## Your assignment
Retrieve every line from the records in which the word "approved" occurs.

## Material for the task
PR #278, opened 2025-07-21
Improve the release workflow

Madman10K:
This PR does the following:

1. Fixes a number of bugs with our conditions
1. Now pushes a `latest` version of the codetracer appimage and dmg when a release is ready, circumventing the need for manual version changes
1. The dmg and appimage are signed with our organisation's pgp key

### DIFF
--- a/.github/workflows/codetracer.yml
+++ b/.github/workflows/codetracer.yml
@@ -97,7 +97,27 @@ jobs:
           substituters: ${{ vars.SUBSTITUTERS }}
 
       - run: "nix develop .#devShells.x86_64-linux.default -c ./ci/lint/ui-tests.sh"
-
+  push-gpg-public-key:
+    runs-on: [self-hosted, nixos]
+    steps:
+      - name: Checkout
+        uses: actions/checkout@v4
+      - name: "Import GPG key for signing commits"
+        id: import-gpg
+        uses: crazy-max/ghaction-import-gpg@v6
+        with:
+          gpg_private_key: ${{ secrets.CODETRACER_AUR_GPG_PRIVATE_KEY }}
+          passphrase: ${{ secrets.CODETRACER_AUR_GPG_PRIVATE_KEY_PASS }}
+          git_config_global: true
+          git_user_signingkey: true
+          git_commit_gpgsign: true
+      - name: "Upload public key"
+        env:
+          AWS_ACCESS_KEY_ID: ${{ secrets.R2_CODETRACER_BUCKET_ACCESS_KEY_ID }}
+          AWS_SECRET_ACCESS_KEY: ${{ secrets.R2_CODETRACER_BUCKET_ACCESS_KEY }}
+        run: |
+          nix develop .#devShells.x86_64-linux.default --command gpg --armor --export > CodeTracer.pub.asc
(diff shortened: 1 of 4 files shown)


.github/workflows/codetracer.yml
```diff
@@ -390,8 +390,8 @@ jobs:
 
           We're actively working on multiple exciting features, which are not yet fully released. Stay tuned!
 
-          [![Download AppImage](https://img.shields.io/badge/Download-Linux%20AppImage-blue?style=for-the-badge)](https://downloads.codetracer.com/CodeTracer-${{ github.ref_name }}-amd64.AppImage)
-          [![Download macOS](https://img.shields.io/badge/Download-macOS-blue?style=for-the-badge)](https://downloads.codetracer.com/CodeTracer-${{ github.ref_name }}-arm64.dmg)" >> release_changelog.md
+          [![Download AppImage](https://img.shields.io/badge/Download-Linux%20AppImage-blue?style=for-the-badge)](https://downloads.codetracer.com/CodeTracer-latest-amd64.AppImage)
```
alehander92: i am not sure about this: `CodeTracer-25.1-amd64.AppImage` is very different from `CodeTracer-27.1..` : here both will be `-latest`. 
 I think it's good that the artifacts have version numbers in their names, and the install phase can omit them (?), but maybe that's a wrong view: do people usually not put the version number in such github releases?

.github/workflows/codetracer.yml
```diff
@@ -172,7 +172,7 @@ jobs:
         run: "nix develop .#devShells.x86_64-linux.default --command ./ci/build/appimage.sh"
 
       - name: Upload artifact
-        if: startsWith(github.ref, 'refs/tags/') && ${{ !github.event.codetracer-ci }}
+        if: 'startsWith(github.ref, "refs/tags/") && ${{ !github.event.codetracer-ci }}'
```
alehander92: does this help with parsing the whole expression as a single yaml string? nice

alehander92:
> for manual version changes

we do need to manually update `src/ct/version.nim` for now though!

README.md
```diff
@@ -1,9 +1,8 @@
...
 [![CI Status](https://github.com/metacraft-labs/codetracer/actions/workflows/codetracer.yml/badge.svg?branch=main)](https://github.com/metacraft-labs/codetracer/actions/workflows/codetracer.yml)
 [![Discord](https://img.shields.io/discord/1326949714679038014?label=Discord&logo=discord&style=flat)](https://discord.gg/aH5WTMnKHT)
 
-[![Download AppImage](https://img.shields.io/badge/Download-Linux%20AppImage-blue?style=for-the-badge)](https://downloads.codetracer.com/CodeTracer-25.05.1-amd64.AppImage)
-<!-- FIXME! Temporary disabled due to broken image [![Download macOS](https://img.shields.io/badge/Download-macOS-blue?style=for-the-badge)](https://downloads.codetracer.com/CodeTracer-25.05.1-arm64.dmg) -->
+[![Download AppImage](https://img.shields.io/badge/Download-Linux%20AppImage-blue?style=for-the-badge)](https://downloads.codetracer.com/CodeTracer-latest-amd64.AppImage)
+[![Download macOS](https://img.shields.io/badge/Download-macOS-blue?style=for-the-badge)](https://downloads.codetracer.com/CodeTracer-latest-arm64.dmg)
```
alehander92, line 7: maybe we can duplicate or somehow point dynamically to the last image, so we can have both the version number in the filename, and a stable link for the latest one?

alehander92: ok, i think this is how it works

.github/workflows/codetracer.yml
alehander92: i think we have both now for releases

--

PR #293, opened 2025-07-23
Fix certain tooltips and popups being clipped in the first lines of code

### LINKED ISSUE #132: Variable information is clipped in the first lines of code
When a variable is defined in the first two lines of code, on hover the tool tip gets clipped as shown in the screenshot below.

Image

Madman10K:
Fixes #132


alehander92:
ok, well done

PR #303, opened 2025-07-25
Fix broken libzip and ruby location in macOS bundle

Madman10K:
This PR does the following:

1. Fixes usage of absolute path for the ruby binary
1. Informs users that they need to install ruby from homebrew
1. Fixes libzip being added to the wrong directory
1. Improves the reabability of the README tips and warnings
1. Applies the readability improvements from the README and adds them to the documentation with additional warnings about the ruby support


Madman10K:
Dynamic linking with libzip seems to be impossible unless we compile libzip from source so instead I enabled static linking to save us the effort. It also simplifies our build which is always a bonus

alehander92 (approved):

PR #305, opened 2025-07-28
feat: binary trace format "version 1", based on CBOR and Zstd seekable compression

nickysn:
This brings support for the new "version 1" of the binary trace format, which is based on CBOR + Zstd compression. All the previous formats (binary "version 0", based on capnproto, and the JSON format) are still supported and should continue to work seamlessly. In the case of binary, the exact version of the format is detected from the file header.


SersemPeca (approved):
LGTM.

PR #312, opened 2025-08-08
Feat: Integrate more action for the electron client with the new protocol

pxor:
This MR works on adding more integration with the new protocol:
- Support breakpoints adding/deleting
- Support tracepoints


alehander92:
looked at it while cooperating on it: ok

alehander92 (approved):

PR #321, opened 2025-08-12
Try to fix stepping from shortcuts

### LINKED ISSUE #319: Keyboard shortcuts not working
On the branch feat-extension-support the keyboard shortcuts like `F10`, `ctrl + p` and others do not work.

---

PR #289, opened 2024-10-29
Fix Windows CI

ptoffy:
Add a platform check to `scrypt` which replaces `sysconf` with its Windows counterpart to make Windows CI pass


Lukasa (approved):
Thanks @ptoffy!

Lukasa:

## Output
alehander92 (approved):
SersemPeca (approved):
alehander92 (approved):
Lukasa (approved):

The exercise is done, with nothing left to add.